Meine allerliebste Freundin hat spinale Muskelatrophie und trägt ihre Krankheit nicht offensiv zur Schau. Sie trägt keine Arm- oder gar Fußbinde mit drei Krücken zum Zeichen des “Schlecht-zu-Fuß-Seins”. Sie ist nicht der Typ, der einsteigenden Fahrgästen hinterherruft: “Haltet mir die Türen auf, ich habe Muskelschwund in den Oberschenkeln und konnte vor 20 Jahren noch laufen! Jetzt halt nicht mehr!”

Sie entspricht nicht dem Bild einer typisch Kranken bzw. einer Gehbehinderten und stößt dadurch oft auf Taubheit im Alltag. So beglückwünscht sie der Neurologe zur milden Krankheitsausprägung und erklärt, dass sie kein Spezialmedikament erhalten wird. Die Beamtin beim Antrag für den Behindertenausweis gibt ihr keine Parkgenehmigung, da sie ja mehr als 100 Meter gehen kann.

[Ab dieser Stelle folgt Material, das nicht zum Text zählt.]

Issue #2673, opened 2022-09-27
Add resource health and service health in AzureManagedCluster status


CecileRobertMichon:
/kind feature

**Describe the solution you'd like**
[A clear and concise description of what you want to happen.]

Und der Straßenbahnfahrer hält seinen Fahrplan ein und beachtet sie nicht.

Nach Abklingen des ersten Ärgers empfindet sie letztendlich sogar am meisten Verständnis für die Fahrer-Entscheidung. Wäre er fachlich kompetent auf dem Gebiet der unzähligen Muskelerkrankungen, würde er wohl freiwillig keine Straßenbahn im Hochsommer lenken.

Es ist wohl in der Natur des Menschen bzw. der Gesellschaft verankert, das zu sehen und zu hören, was der persönlichen Norm am besten entspricht. Existiert oder stolpert man außerhalb dieser, wird man nicht wahrgenommen und überhört in seinen Bedürfnissen.

Verärgerung ist gleichsam legitim, wie auch Dankbarkeit für das, was man erreicht hat und erreichen kann. Auch, wenn es einmal nicht die eine Bim ist.

Meine liebste Freundin ist übrigens gleichzeitig meine geliebte Frau, die voll Mut hiermit endlich gehört werden wollte.